Hamas asks Cairo to postpone signing reconciliation deal: Official

Gaza City - Hamas asked Egypt Wednesday to postpone a ceremony to sign a reconciliation pact with President Mahmoud Abbas' Fatah party, saying no deal would be cemented until he apologizes for agreeing to delay a debate on a UN report on Israel's Gaza offensive at the turn of the year. Hamas and other factions accuse Abbas of giving instructions Friday to withdraw Palestinian support to have the report compiled by a fact-finding team headed by Judge Richard Goldstone sent to the UN General Assembly.

The report alleges that Israel and Hamas committed war crimes during the December-January offensive against Gaza-based militant groups.
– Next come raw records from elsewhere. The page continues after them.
PR #491, opened 2018-10-17
Waiting: Fix hdk functions

Connoropolous:
This is waiting on #488, it's branched off that branch

We can merge it after that, or into that if people approve of that


Connoropolous:
Yeah, I know. I did that so you could actually see a good diff indicator, but would only merge it into `develop` once that one is in to develop

lucksus:
👍

Connoropolous:
Oh, you are commenting on two different things, was confused for a sec. Yeah, I don't really have much of an idea about the bundle signature right now, but maybe we could create a separate issue to discuss that bit

PR #493, opened 2018-10-17
486 - Load and store strings in wasm memory

### LINKED ISSUE #486: wasm_utils: load and store string from wasm memory
+ tests

ddd-mtl:
closes #486 
Added `load_string()` and `store_string()` with tests.
Now works in Release with optimization level set to 'z'.

Cleaned-up `memory_serialization.rs`. Json functions have been moved around.

In the future, will probably rename the file to something like `memory_io.rs`.

Also since memory is a stack, might rename functions from store/load to stack/unstack/read.


wasm_utils/wasm-test/integration-test/src/lib.rs
```diff
@@ -24,24 +24,33 @@ pub extern "C" fn test_error_report(_: u32) -> u32 {
...
-//    let s = "some string";
-//    assert_eq!(0, stack.top());
-//    let res = store_string(&mut stack, s);
-//    //assert_eq!(obj.len(), stack.top() as usize);
-//    //res.unwrap().encode()
-//    0
-//}
+// General Note:
+// Can't do zome_assert!() while testing store_as_json() since
+// zome_assert!() internally uses store_as_json().
```
Connoropolous: Nice note... as I was reading the code I was like... hmmm

ddd-mtl:
I guess its a chicken and egg thing.
I can't use it in production code if its not there yet...
Planning on using it for at least error messages, yes.

wasm_utils/src/memory_serialization.rs
```diff
@@ -6,36 +6,72 @@ use serde::{Deserialize, Serialize};
...
+//-------------------------------------------------------------------------------------------------
+// String
+//-------------------------------------------------------------------------------------------------
+
+/// Write a string in wasm memory according to stack state.
+pub fn store_string(
+    stack: &mut SinglePageStack,
+    s: &str,
+) -> Result<SinglePageAllocation, RibosomeErrorCode> {
+    let bytes = s.to_string().into_bytes();
```
sphinxc0re: https://doc.rust-lang.org/1.4.0/std/primitive.str.html#method.as_bytes

Maybe that works better and doesn't copy

wasm_utils/src/memory_serialization.rs
```diff
@@ -6,36 +6,72 @@ use serde::{Deserialize, Serialize};
...
+    let len = bytes.len();
+    if len > <u16>::max_value() as usize {
+        return Err(RibosomeErrorCode::OutOfMemory);
+    }
+    return write_in_wasm_memory(stack, &bytes, len as u16);
```
sphinxc0re: Unnecessary return statement.

```rust
if len > u16::max_value() as usize {
    Err(RibosomeErrorCode::OutOfMemory);
} else {
    write_in_wasm_memory(stack, &bytes, len as u16)
}
```

wasm_utils/src/memory_serialization.rs
```diff
@@ -6,36 +6,72 @@ use serde::{Deserialize, Serialize};
...
+}
+
+// Sugar
+pub fn store_string_into_encoded_allocation(stack: &mut SinglePageStack, s: &str) -> i32 {
+    let allocation_of_output = store_string(stack, s).unwrap();
+    return allocation_of_output.encode() as i32;
```
sphinxc0re: Again, this return statement is unnecessary. Also, couldn't you just do:

```rust
store_string(stack, s).unwrap().encode() as i32
```
?

PR #499, opened 2018-10-18
Ribosome: Reworked call return value to be a HcResult<String>

ddd-mtl:


core/src/nucleus/ribosome/api/debug.rs
```diff
@@ -9,16 +9,17 @@ pub fn invoke_debug(
     runtime: &mut Runtime,
     args: &RuntimeArgs,
 ) -> Result<Option<RuntimeValue>, Trap> {
-    runtime.result = runtime.load_utf8_from_args(args);
-    println!("{}", runtime.result);
+    let payload = runtime.load_utf8_from_args(args);
+    println!("{}", payload);
+    // TODO log in logger as DEBUG
```
Connoropolous: could we get an issue open for this

core/src/nucleus/ribosome/api/init_globals.rs
```diff
@@ -22,7 +22,7 @@ pub fn invoke_init_globals(
     _args: &RuntimeArgs,
 ) -> Result<Option<RuntimeValue>, Trap> {
     let globals = InitGlobalsOutput {
-        app_name: runtime.app_name.to_string(),
+        app_name: runtime.dna_name.to_string(),
```
Connoropolous: I kinda agree with this, but then it's also confusing cause on the left hand "app_name" and on the right name "dna_name" and it makes you wonder about the difference, or how/why they're the same, and one is set to the other

core/src/nucleus/ribosome/api/mod.rs
```diff
@@ -349,33 +347,53 @@ pub fn call(
...
             let result = runtime.memory_manager.read(valid_allocation);
-            runtime.result = String::from_utf8(result).unwrap();
+            let maybe_zome_result = String::from_utf8(result);
+            match maybe_zome_result {
+                Err(err) => {
+                    return_text = err.to_string();
+                    return_result = Err(HolochainError::RibosomeFailed(err.to_string()));
+                }
+                Ok(json_str) => {
+                    return_text = json_str.clone();
```
Connoropolous: it seems like nothing at all actually happens with `return_text` am I wrong?

core/src/nucleus/ribosome/api/init_globals.rs
ddd-mtl: Yes. They are the same, and I'll rename all mention of 'app' in hdk-rust in a subsequent PR.
Seems out-of-scope of this one.
Expect: `APP_GLOBALS.app_name` => `ZOME_API_GLOBALS.dna_name`

Connoropolous: Cool. I did. It's a good change to make prior to the dev preview release

core/src/nucleus/ribosome/api/debug.rs
ddd-mtl: yes!

core/src/nucleus/ribosome/api/mod.rs
ddd-mtl: Its used right after in the log call.
I guess we can thank rusfmt for making that instruction unreadable.

Connoropolous: oh yeah I see. Yeah I totally missed it, and had a feeling somehow that I did

core/src/nucleus/ribosome/api/debug.rs
```diff
@@ -34,11 +35,11 @@ pub mod tests {
 
     #[test]
     /// test that bytes passed to debug end up in the log
-    fn test_debug() {
```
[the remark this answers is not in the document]
ddd-mtl: Yeah. Added debug to logger. It itches me to do this without log level but I guess its still better to have it in than not have it in.

core/src/nucleus/ribosome/api/mod.rs
```diff
@@ -349,33 +347,53 @@ pub fn call(
...
             .try_into()
             .unwrap();
     }
 
     // Handle result returned by invoked function
     let maybe_allocation = decode_encoded_allocation(returned_encoded_allocation);
+    let return_text: String;
+    let return_result: HcResult<String>;
     match maybe_allocation {
         // Nothing in memory, log return code
```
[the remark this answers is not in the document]
ddd-mtl: fixed

core_api/src/lib.rs
```diff
@@ -456,7 +456,7 @@ mod tests {
 
         // Call the exposed wasm function that calls the Commit API function
         let result = hc.call("test_zome", "test_cap", "debug_hello", r#"{}"#);
-        assert_eq!("\"Hello world!\"", result.unwrap());
+        assert!(result.unwrap().is_empty());
```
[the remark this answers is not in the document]
ddd-mtl: `debug_hello()` does not 'produce' anything, so we expect an empty result.
I did an update so you can now see the debug string in the logger.

ddd-mtl:
@zippy and others: I updated the integration tests in wasm_utils, and made them much simpler as it is not necessary to test logs anymore \o/

PR #500, opened 2018-10-18
Hdk unit tests

murrayjbrown:
Migrated hdk-rust API unit tests from holochain/hdk-rust repo (with considerable refactoring) per issues holochain/hdk-rust#13 &  holochain/hdk-rust#14.

Also, minor revision to _.gitignore_ to ignore _**/target/_ directories.


hdk-rust/src/api.rs
```diff
@@ -376,3 +406,680 @@ pub fn close_bundle(_action: BundleOnClose) -> Result<(), RibosomeError> {
...
+    fn test_make_hash_invalid() {
+        // check whether function implemented
+        let result = make_hash("", json!("test_data"));
+        assert_ne!(Some(RibosomeError::FunctionNotImplemented), result.err());
+
+        // test empty entry type parameter
+        // TODO: is this the right error?
+        let result = make_hash("", json!("test_data"));
+        assert!(result.is_err());
+        assert_eq!(Some(RibosomeError::HashNotFound), result.err());
```
lucksus: I don't understand how this test can pass.. (?!)
`make_hash()` is returning `Err(RibosomeError::FunctionNotImplemented)` above.

Are these test not run be the CI?

hdk-rust/src/api.rs
```diff
@@ -376,3 +406,680 @@ pub fn close_bundle(_action: BundleOnClose) -> Result<(), RibosomeError> {
     // FIXME
     Err(RibosomeError::FunctionNotImplemented)
 }
+//--------------------------------------------------------------------------------------------------
+// UNIT TESTS
+//--------------------------------------------------------------------------------------------------
+
+/// Unit tests
+#[cfg(test)]
+mod test {
```
lucksus: Ah! All those tests below don't run because it's `mod test` instead of `mod tests`.

murrayjbrown: @lucksus, I'd thought `mod test` was the Rust convention, although any function (whatever its name) annotated with `[#cfg(test)]` should be run by the cargo test harness. I'd successfully run these unit tests via `cargo test` and `make test` natively on Debian but I've since run them again via `. docker/docker-test` and they run fine (subject to the reported failures as noted above). Is there something special about the Travis-based(?) CI environment?

murrayjbrown:
@lucksus D'oh! I think I found why the tests didn't run. I hadn't noticed a compile error  (the call() function signature changed) after merging the latest _develop_ branch, so my local tests may have run agains old artifact. Sorry about that. I've since fixed it locally.

However, I encountered problems with the latest _develop_ branch. I'm getting test errors (using `. docker/run-test`) without any of my code merged:
```rust
clippy-preview-x86_64-unknown-linux-gnu (installed)
cargo  +nightly-2018-07-17 fmt -- --check
Diff in /holochain/core_api/src/lib.rs at line 68:
 
 use futures::executor::block_on;
 use holochain_core::{
-    context::Context, instance::Instance,
+    context::Context,
+    instance::Instance,
     nucleus::{actions::initialize::initialize_application, call_and_wait_for_result, ZomeFnCall},
     state::State,
 };
```
I understand  things are in flux so l can hold off until it settle down. Kindly ping me when the codebase is stable enough for me to merge my HDK API unit test changesets and update this PR.

Now, with regards to my previous comments (above) about the objective of these unit tests, I've given some thought to how we might accomodate both CI and unit developer needs. I propose the following: add unit tests to verify that functions are not (yet) implemented, which should pass for CI; and comment out the unit tests for validating intended results once the functions under test are eventually implemented. `// FIXME` comments will advise that the test case(s) verifying valid/invalid results should eventually be enabled (uncommented) and the _not-implemented_ variant(s) discarded.

I'd like some guidance, though, about the case where I've observed Wasm compiler errors (owing to a missing runtime dependency (e.g. `hc_commit_entry` function). My inclination is to comment them out entirely, leaving the issue to be debugged by whomever writes the function(s) under test, rather than crashing CI runs.

cc: @Connoropolous, @ddd-mtl

hdk-rust/src/api.rs
thedavidmeister: you can put `#[cfg(test)]` on anything to elide a code block whenever the tests for its crate are not currently being run

`#[test]` flags a function as a test to be run

.gitignore
```diff
@@ -1,5 +1,5 @@
 .qmake.stash
-/target/
+**/target/
```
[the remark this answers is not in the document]
murrayjbrown: I had asked @Connoropolous (DM on Mattermost) whether it should be changed to exclude new artifacts produced in: `wasm_utils/wasm-test/integration-test/target/`. Is it causing problems?

hdk-rust/src/api.rs
```diff
@@ -60,13 +61,42 @@ pub enum RibosomeError {
...
+}
+
+impl PartialEq<String> for RibosomeError {
+    fn eq(&self, failure_msg: &String) -> bool {
+        match self {
+            RibosomeFailed(msg) => {
+                if msg == failure_msg {
+                    return true;
+                }
+                false
```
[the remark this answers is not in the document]
murrayjbrown: :+1:

hdk-rust/src/api.rs
murrayjbrown: Thanks @thedavidmeister. Will revise to disable running unit tests pending implementation of functions under test; i.e.:
```rust
/// #[test] // FIXME when implemented
```

.gitignore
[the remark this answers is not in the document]
sphinxc0re: No, but I would rather have the Wasm tests exclude the target directories themselves. What would happen if, at some point, we were to introduce a new module called `target`. That would be excluded by this rule.

hdk-rust/src/api.rs
murrayjbrown: Unfortunately, this approach I described above results in unreferenced functions so I've reverted to my previous suggestion of only enabling those unit tests that pass and commenting out those that crash or are otherwise pending implementation of the function(s) under test.

.gitignore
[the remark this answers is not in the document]
murrayjbrown: I've reverted this change.

PR #505, opened 2018-10-18
ribosome::api::call()  => ribosome::run_dna()

ddd-mtl:
and moved it in its own file out of 'api' folder.
Move runtime to its own file as well.

There was too much confusion with call() of the hdk api.

### DIFF
--- a/core/src/nucleus/ribosome/run_dna.rs
+++ b/core/src/nucleus/ribosome/run_dna.rs
@@ -1,4 +1,3 @@
-
 use context::Context;
 use holochain_core_types::error::{HcResult, HolochainError};
 use holochain_wasm_utils::{
@@ -6,19 +5,13 @@ use holochain_wasm_utils::{
     memory_allocation::decode_encoded_allocation,
 };
 use nucleus::{
-    ribosome::{
-        api::{
-            ZomeApiFunction,
-        },
-        memory::SinglePageManager,
-        runtime::Runtime,
-    },
+    ribosome::{api::ZomeApiFunction, memory::SinglePageManager, Runtime},
     ZomeFnCall, ZomeFnResult,
 };
 use std::{str::FromStr, sync::Arc};
 use wasmi::{
-    self, Error as InterpreterError, FuncInstance, FuncRef, ImportsBuilder,
-    ModuleImportResolver, ModuleInstance, NopExternals, RuntimeValue, Signature, ValueType,
+    self, Error as InterpreterError, FuncInstance, FuncRef, ImportsBuilder, ModuleImportResolver,
+    ModuleInstance, NopExternals, RuntimeValue, Signature, ValueType,
 };
 
 /// Executes an exposed zome function in a wasm binary.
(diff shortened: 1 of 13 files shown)


core/src/nucleus/ribosome/run_dna.rs
```diff
@@ -0,0 +1,176 @@
...
+/// Executes an exposed zome function in a wasm binary.
+/// Multithreaded function
+/// panics if wasm binary isn't valid.
+pub fn run_dna(
+    dna_name: &str,
+    context: Arc<Context>,
+    wasm: Vec<u8>,
+    zome_call: &ZomeFnCall,
+    parameters: Option<Vec<u8>>,
+) -> ZomeFnResult {
```
Connoropolous: This function is such a monster lol

Connoropolous: Gradually getting better though

core/src/nucleus/ribosome/runtime.rs
```diff
@@ -0,0 +1,89 @@
...
+        let encoded_allocation = allocation_of_result.unwrap().encode();
+
+        // Return success in i32 format
+        Ok(Some(RuntimeValue::I32(encoded_allocation as i32)))
+    }
+}
+
+// Correlate the indexes of core API functions with a call to the actual function
+// by implementing the Externals trait from Wasmi.
+impl Externals for Runtime {
```
Connoropolous: Nice, then I like how this is out here now

Connoropolous: I was wondering whether it actually needed to be defined within the function

core/src/nucleus/ribosome/run_dna.rs
ddd-mtl: yep. There is no intent to make it smaller, thats why I'm giving it its own file.
I did shrunk it a bit my removing that Runtime impl.

core/src/nucleus/ribosome/runtime.rs
ddd-mtl: Not 'needed', it just helped scope things a bit.

core/src/nucleus/ribosome/run_dna.rs
```diff
@@ -0,0 +1,176 @@
...
+
+    // invoke_index and resolve_func work together to enable callable host functions
+    // within WASM modules, which is how the core API functions
+    // read about the Externals trait for more detail
+
+    // Correlate the names of the core ZomeApiFunction's with their indexes
+    // and declare its function signature (which is always the same)
+    struct RuntimeModuleImportResolver;
+    impl ModuleImportResolver for RuntimeModuleImportResolver {
+        fn resolve_func(
```
Connoropolous: @ddd-mtl couldn't we possibly define `RuntimeModuleImportResolver` outside of this function too, along with its `impl ModuleImportResolver...`

ddd-mtl: probably yes. We just took this code from the sample in wasmi

ddd-mtl:
@Connoropolous I was planning on continuing working in this branch :/
But I guess it would be better if I made a branch with my name in it to make it clear.

Connoropolous:
Oops, sorry @ddd-mtl I didn't think folks did that, and was in a habit of deleting them for some reason

PR #507, opened 2018-10-19
implements get with options as per app-spec pr #32

zippy:
This PR implements passing in an Options argument to get_entry and it's returning the GetEntryResult itself instead of the Option<String> where the string is the json entry.

This PR does not implement any of the Options themselves, that'll be for a separate PR, it just sets up the structure.


Connoropolous:
Opened up new #511 for the follow up @zippy

PR #514, opened 2018-10-21
513 create storage dirs

AshantiMutinta:


AshantiMutinta:
Closed because i branched out from wrong place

Salah al-Bardawil, a senior Gaza-based Hamas leader said in a statement that "the crime of postponing the vote on Goldstone's report left a severe psychological crack, and Abbas should immediately apologize to the Palestinian people."

Fatah and the Islamist movement have been at loggerheads since June 2007, when in a week of bloody violence Hamas gunmen routed security officials loyal to Abbas and the Palestinian Authority and seized control of the Gaza Strip.

Cairo is scheduled to invite leaders of the Palestinian factions, including exiled Hamas politburo chief Khaled Meshaal and Abbas, to sign a deal which would end the inter-Palestinian rift this month.

But al-Bardawil said serious contacts were under way with Egypt to study the effects postponing the vote on the Goldstone report would have on the reconciliation attempt.

He added that "there have to be Arab guarantees that Abbas would no longer take or make decisions unilaterally".

Several officials from Abbas inner circle admitted Wednesday that he had erred in agreeing to delay action on the Goldstone report.

According to Israel's Ha'aretz daily, the Palestinian leader's associates have also said that Abbas had support for postponing the decision not only from the United States, but also from Britain and China, while several Arab states, who had come under pressure from Washington, also urged him to withdraw the motion.